Summary

This article provides a detailed, practical framework for manufacturers and distributors to systematically identify, evaluate, and mitigate cybersecurity risks in compliance with the requirements of the Cyber Resilience Act (CRA). It outlines the essential steps and considerations necessary to conduct a thorough cybersecurity risk assessment, ensuring that products with digital elements meet the necessary cybersecurity standards and protect against potential threats.

Relevant CRA Provisions

  • Recital (51): Discusses the compliance of high-risk AI systems with essential cybersecurity requirements and the application of conformity assessment procedures.
  • Recital (91): Explains the conformity assessment procedures for products with digital elements, including the option for manufacturers to use internal control or third-party assessments.
  • Recital (44): Describes the classification of important products with digital elements into two classes based on cybersecurity risk and the corresponding conformity assessment procedures.
  • Recital (55): Addresses the justification for non-applicability of certain essential cybersecurity requirements and the measures to be taken by manufacturers in such cases.
  • Article 12: Specifies the requirements for high-risk AI systems, including compliance with essential cybersecurity requirements and the applicable conformity assessment procedures.
  • Article 33: Outlines support measures for microenterprises and small and medium-sized enterprises, including awareness-raising, training, and the establishment of cyber resilience regulatory sandboxes.
  • Article 39: Details the requirements relating to notified bodies, including their independence, competence, and the necessary procedures for conformity assessment.
  • Article 3: Provides definitions relevant to the CRA, including terms such as “product with digital elements,” “cybersecurity,” and “conformity assessment.”

Detailed Explanation

Conducting a cybersecurity risk assessment under the CRA involves several critical steps to ensure that products with digital elements are secure and compliant with the regulation’s requirements. Manufacturers and distributors must systematically identify potential cybersecurity risks, evaluate their likelihood and impact, and implement measures to mitigate these risks. This process should be documented and regularly reviewed to adapt to new threats and changes in the product’s environment.

The assessment should consider both the product’s design and the processes used in its development, production, and maintenance. It must address vulnerabilities, including those specific to high-risk AI systems, and ensure that products are made available on the market without known exploitable vulnerabilities.

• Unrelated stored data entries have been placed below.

PR #1746, opened 2024-05-08
pb-6910: add uid & gid in each volume for psa support

lalat-das:
**What type of PR is this?** feature
>bug
>feature
>improvement
>cleanup
>api-change
>design
>documentation
>failing-test
>unit-test
>integration-test

**What this PR does / why we need it**: When PDSA is enabled and a uid or gid is used for backup using a job pod then each volume need to be storing that so that it can be used later during restore process in destination cluster.

**Does this PR change a user-facing CRD or CLI?**: Yes, but it is in the status field of the CR hence user intervention is not desired here from the perspective of  CR creation or updating ops. We are adding to ApplicationBackup CR's status.

**Is a release note needed?**: Nope

```release-note
Issue:
User Impact:
Resolution

```

**Does this change need to be cherry-picked to a release branch?**: Nope

### DIFF
--- a/pkg/apis/stork/v1alpha1/applicationbackup.go
+++ b/pkg/apis/stork/v1alpha1/applicationbackup.go
@@ -93,6 +93,11 @@ type ApplicationBackupResourceInfo struct {
 	ObjectInfo `json:",inline"`
 }
 
+type VolumeJobSecurityContext struct {
+	RunAsUser  int64 `json:"runAsUser"`
+	RunAsGroup int64 `json:"runAsGroup"`
+}
+
 // ApplicationBackupVolumeInfo is the info for the backup of a volume
 type ApplicationBackupVolumeInfo struct {
 	PersistentVolumeClaim    string                      `json:"persistentVolumeClaim"`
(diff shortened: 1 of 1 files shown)


pkg/apis/stork/v1alpha1/applicationbackup.go
```diff
@@ -110,6 +110,8 @@ type ApplicationBackupVolumeInfo struct {
 	StorageClass             string                      `json:"storageClass"`
 	Provisioner              string                      `json:"provisioner"`
 	VolumeSnapshot           string                      `json:"volumeSnapshot"`
+	Uid                      int64                       `json:"uid"`
```
vsundarraj-px, line 113: Could you use a new Structure object to store security Context details. Today its just UID and GID but tomorrow we may end up storing more information like labels.
And since these fields are used only for PSA enabled clusters, for non PSA these are unused, it makes more sense to capsulate the fields into relevant structure.

lalat-das: done

PR #1750, opened 2024-05-10
PWX-36965: functional tests for VM live-migrations during PX update

pureneelesh:
**What type of PR is this?**
>bug
>feature
>improvement
>cleanup
>api-change
>design
>documentation
>failing-test
>unit-test
integration-test

Added 2 tests:

- perform PX update with multiple VMs and verify that
  - VMs are evicted from the node before PX pod is deleted
  - VMs stay up during the update

- perform PX update with a VM that can be scheduled only on one of the nodes and verify that
  - the update is resumed only after the VM is stopped
  - FailedToEvictVM is generated

Also, vendor in sched-ops from master.

no

no

no


test/integration_test/kubevirt_hyperconv_test.go
```diff
@@ -1074,3 +1242,372 @@ func verifyInitialHyperconvergence(t *testing.T, ctxs []*scheduler.Context, allN
...
+			found = true
+			break
+		}
+	}
+	eventWatcherData.Unlock()
+	Dash.VerifyFatal(t, found, true, fmt.Sprintf("Did not find %s event after %v", reason, afterTime))
+}
+
+func addRemoveTestLabelOnNode(t *testing.T, nodeName string, add bool) {
+	for i := 0; i < 100; i++ {
```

Manufacturers are required to provide secure by default configurations, regular security updates, and mechanisms to protect data confidentiality, integrity, and availability.

For products classified as important or critical, additional assurance measures are necessary. Manufacturers may choose to follow internal control procedures or involve third-party assessments, depending on the product’s classification and the level of cybersecurity risk. The use of harmonised standards, common specifications, or European cybersecurity certification schemes is encouraged to demonstrate conformity with essential cybersecurity requirements.

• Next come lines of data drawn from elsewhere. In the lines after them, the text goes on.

PR #1754, opened 2024-05-13
pb-6910: add uid & gid in each volume for psa support

lalat-das:
- If PSA is enabled and a volume is backed-up with a specific Uid/Gid then that value need to be preserved for getting used during restore process.
- This is needed for all the job PODS to inherit above valuec so that no permission denied issues appear while restoring from a file backup

**What type of PR is this?** feature
>bug
>feature
>improvement
>cleanup
>api-change
>design
>documentation
>failing-test
>unit-test
>integration-test

**What this PR does / why we need it**: This is needed to support PSA for backup and restore.

**Does this PR change a user-facing CRD or CLI?**: No, it updates the status of Application Backup CR

**Is a release note needed?**: Nope

```release-note
Issue:
User Impact:
Resolution

```

**Does this change need to be cherry-picked to a release branch?**: 24.2.2

### DIFF
--- a/pkg/apis/stork/v1alpha1/applicationbackup.go
+++ b/pkg/apis/stork/v1alpha1/applicationbackup.go
@@ -93,6 +93,13 @@ type ApplicationBackupResourceInfo struct {
 	ObjectInfo `json:",inline"`
 }
 
+// This object is used in VolumeInfo for PSA enabled cluster to retain the runAsUser ID and runAsGroup ID used by
+// Job pod(KDMP/NFS)during backup. We will use the same IDs to spin up Job Pods during restore.
+type VolumeJobSecurityContext struct {
+	RunAsUser  int64 `json:"runAsUser"`
+	RunAsGroup int64 `json:"runAsGroup"`
+}
+
 // ApplicationBackupVolumeInfo is the info for the backup of a volume
 type ApplicationBackupVolumeInfo struct {
 	PersistentVolumeClaim    string                      `json:"persistentVolumeClaim"`
@@ -110,6 +117,9 @@ type ApplicationBackupVolumeInfo struct {
 	StorageClass             string                      `json:"storageClass"`
 	Provisioner              string                      `json:"provisioner"`
 	VolumeSnapshot           string                      `json:"volumeSnapshot"`
+	// It preserves the uid and gid of the pod that is run by the backup job
+	// that helps in restore operation. this is required only when PSA is enforced.
+	VolumeJobSecurityContext VolumeJobSecurityContext `json:",inline"`
 }
 
 // ApplicationBackupStatusType is the status of the application backup


lalat-das:
@vsundarraj-px this is the same PR that you have reviewed. Just that it is created against master now so that we can cherry-pick to 24.2.2 whenever we have that ready. Hence will you please review and approve the same.

pkg/apis/stork/v1alpha1/applicationbackup.go
```diff
@@ -110,6 +115,7 @@ type ApplicationBackupVolumeInfo struct {
 	StorageClass             string                      `json:"storageClass"`
 	Provisioner              string                      `json:"provisioner"`
 	VolumeSnapshot           string                      `json:"volumeSnapshot"`
+	VolumeJobSecurityContext VolumeJobSecurityContext    `json:",inline"`
```
vsundarraj-px, line 118: Please add comment here to describe what is this for. These are not very obvious elements that can self explain.

siva-portworx (approved):

dbinnal-px (approved):

pkg/apis/stork/v1alpha1/applicationbackup.go
```diff
@@ -110,6 +116,9 @@ type ApplicationBackupVolumeInfo struct {
 	StorageClass             string                      `json:"storageClass"`
 	Provisioner              string                      `json:"provisioner"`
 	VolumeSnapshot           string                      `json:"volumeSnapshot"`
+	// it preserves the uid and gid of the pod that is run by the backup job
```
vsundarraj-px, line 119: nit: Capital I it

pkg/apis/stork/v1alpha1/applicationbackup.go
```diff
@@ -93,6 +93,12 @@ type ApplicationBackupResourceInfo struct {
 	ObjectInfo `json:",inline"`
 }
 
+// This structure stores metadata related to PSA feature that is required for volume backup/restore
```
vsundarraj-px, line 96: I would have added more specifically who is the consumer 
// This object is used in VolumeInfo for PSA enabled cluster to retain the runAsUser ID and runAsGroup ID used by
//  Job pod(KDMP/NFS)during backup. We will use the same IDs to spin up Job Pods during restore.

vsundarraj-px (approved):
nit: comments provided. But still approved.

pkg/apis/stork/v1alpha1/applicationbackup.go
lalat-das: Done

pkg/apis/stork/v1alpha1/applicationbackup.go
lalat-das: Done as suggested

PR #1760, opened 2024-05-16
pwx-37280 | test: use spec.storageClassName instead of annotation for storageclass

strivedi-px:
**What type of PR is this?**
>failing-test
>integration-test

Addresses [PWX-37280](https://purestorage.atlassian.net/browse/PWX-37280). The PX volume provisioning has been failing in the Bidirectional Migration test job latelya and it was suggested to replace the annotation `volume.beta.kubernetes.io/storage-class: "mysql-sc"` from the PVC and instead use the field `spec.storageClassName : "mysql-sc"`. Post this, the volume provisioning for the pvc is successful. It is better for us to remove the annotation since it is deprecated according to kubernetes [docs](https://kubernetes.io/docs/reference/labels-annotations-taints/#volume-beta-kubernetes-io-storage-class-deprecated).

No

No

`release-24.2.0` branch.

**Successful job run**
Link to the successful job with the changes on the fork: https://jenkins.pwx.dev.purestorage.com/job/Users/job/strivedi/job/strivedi-bidirectional-migration/1/

### DIFF
--- a/test/integration_test/specs/cassandra/cassandra.yaml
+++ b/test/integration_test/specs/cassandra/cassandra.yaml
@@ -91,9 +91,8 @@ spec:
   volumeClaimTemplates:
   - metadata:
       name: cassandra-data
-      annotations:
-        volume.beta.kubernetes.io/storage-class: mysql-sc
     spec:
+      storageClassName: "mysql-sc"
       accessModes: [ "ReadWriteOnce" ]
       resources:
         requests:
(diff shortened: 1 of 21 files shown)


diptiranjanpx:
Let's modify all the specs using storage class with annotation in test/integration_test/specs

diptiranjanpx (approved):

PR #1764, opened 2024-05-16
PB-6976: code to return error if azure env in storage cluster is not mentioned in case of azure china

shkumari-px:
**What type of PR is this?**
>bug
>feature
>improvement
>cleanup
>api-change
>design
>documentation
>failing-test
>unit-test
>integration-test

**What this PR does / why we need it**: code to return error if azure env in storage cluster is not mentioned in case of azure china

**Does this PR change a user-facing CRD or CLI?**:no

**Is a release note needed?**: no

```release-note
Issue:
User Impact:
Resolution

```

**Does this change need to be cherry-picked to a release branch?**: no

Screenshot 2024-05-17 at 12 40 19 AM

Screenshot 2024-05-17 at 12 44 44 AM
Screenshot 2024-05-17 at 1 10 22 AM
Screenshot 2024-05-17 at 2 02 27 AM

### DIFF
--- a/pkg/applicationmanager/controllers/applicationbackup.go
+++ b/pkg/applicationmanager/controllers/applicationbackup.go
@@ -3,6 +3,7 @@ package controllers
 import (
 	"context"
 	"encoding/json"
+	err_pkg "errors"
 	"fmt"
 	"os"
 	"path/filepath"
@@ -33,6 +34,7 @@ import (
 	"github.com/portworx/sched-ops/k8s/core"
 	"github.com/portworx/sched-ops/k8s/externalsnapshotter"
 	kdmpShedOps "github.com/portworx/sched-ops/k8s/kdmp"
+	operatorOps "github.com/portworx/sched-ops/k8s/operator"
 	"github.com/portworx/sched-ops/k8s/storage"
 	storkops "github.com/portworx/sched-ops/k8s/stork"
 	"github.com/sirupsen/logrus"
@@ -106,6 +108,7 @@ const (
 	// optCSISnapshotClassName is an option for providing a snapshot class name
 	optCSISnapshotClassName              = "stork.libopenstorage.org/csi-snapshot-class-name"
 	defaultVolumeSnapshotClassAnnotation = "snapshot.storage.kubernetes.io/is-default-class"
+	azureEnvironmentType                 = "AZURE_ENVIRONMENT"
 )
 
 var (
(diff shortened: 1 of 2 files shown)


pkg/applicationmanager/controllers/applicationbackup.go
```diff
@@ -865,6 +868,61 @@ func (a *ApplicationBackupController) backupVolumes(backup *stork_api.Applicatio
...
+						var azureEnv string
+						storageCluster, err := operatorOps.Instance().GetStorageCluster("local-px-int", "kube-system")
+						if err != nil {
+							return err
+						}
+						for _, val := range storageCluster.Spec.Env {
+							logrus.Debugf("Checking azure env type in storage cluster...")
+							if val.Name == azureEnvironmentType {
+								azureEnv = val.Value
+								logrus.Infof("Azure env type from storage Cluster %s", azureEnv)
```
vsundarraj-px, line 886: Any use of printing this as Info?

pkg/applicationmanager/controllers/applicationbackup.go
```diff
@@ -865,6 +868,61 @@ func (a *ApplicationBackupController) backupVolumes(backup *stork_api.Applicatio
 				if err != nil {
 					return err
 				}
+				if driverName == "pxd" {
```
vsundarraj-px, line 871: Do you need to check this everytime we comeback ? Shouldnt this be checked during the validation step before we start any of the stages?

pkg/applicationmanager/controllers/applicationbackup.go
```diff
@@ -865,6 +868,61 @@ func (a *ApplicationBackupController) backupVolumes(backup *stork_api.Applicatio
...
+					backupLocation, err := storkops.Instance().GetBackupLocation(backup.Spec.BackupLocation, backup.Namespace)
```
vsundarraj-px, line 872: Can you make this logic more of a utils call than embedding into applicationbackup and applicationrestore. The check is same is for both only the error reporting is different.
Please make ita utils.API call to avoid duplicate code.

vsundarraj-px (changes requested):

pkg/applicationmanager/controllers/applicationrestore.go
```diff
@@ -689,6 +692,61 @@ func (a *ApplicationRestoreController) restoreVolumes(restore *storkapi.Applicat
...
 				//	BL NFS + EBS/GKE/Azure = legacy code path
 				//	s3 + EBS/GKE/Azure = legacy code path
+				if driverName == "pxd" {
+					backupLocation, err := storkops.Instance().GetBackupLocation(backup.Spec.BackupLocation, backup.Namespace)
+					if err != nil {
+						return err
+					}
+					if backupLocation.Location.Type == stork_api.BackupLocationAzure {
+						var azureEnv string
+						storageCluster, err := operatorOps.Instance().GetStorageCluster("local-px-int", "kube-system")
```
siva-portworx, line 702: Name of the stc can not be harcoded. Also the namespace.

vsundarraj-px:
I feel this check should be documented rather than handled. We are doing too many checks just to error out without any possibility of fixing the problem. And this is not per instance of backup but one time activity for azure bl and PXD cluster. For one time setting for life time of pxb should we check every 15 mins for 15mins schedule backups?

shkumari-px:
closing this pr
The error is being returned from the portworx, need to capture it
will raise a separate pr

Manufacturers must also establish and enforce policies on coordinated vulnerability disclosure, facilitate the sharing of information about potential vulnerabilities, and ensure that security updates are disseminated without delay. Where certain essential cybersecurity requirements are not applicable, manufacturers should provide a clear justification in the technical documentation and take appropriate measures to address any identified risks.

Obligations for Stakeholders

  • Manufacturers: Must conduct thorough cybersecurity risk assessments, ensure products comply with essential cybersecurity requirements, and provide regular security updates. They should also establish vulnerability disclosure policies and facilitate information sharing about potential vulnerabilities.
  • Distributors: Must ensure that products they make available on the market have undergone appropriate cybersecurity risk assessments and comply with the CRA’s requirements.
  • Notified Bodies: Must meet specific requirements for independence, competence, and procedures to carry out conformity assessments, ensuring that products with digital elements meet the essential cybersecurity requirements.
  • Microenterprises and Small and Medium-sized Enterprises: Are entitled to support measures, including awareness-raising, training, and access to regulatory sandboxes, to help them comply with the CRA.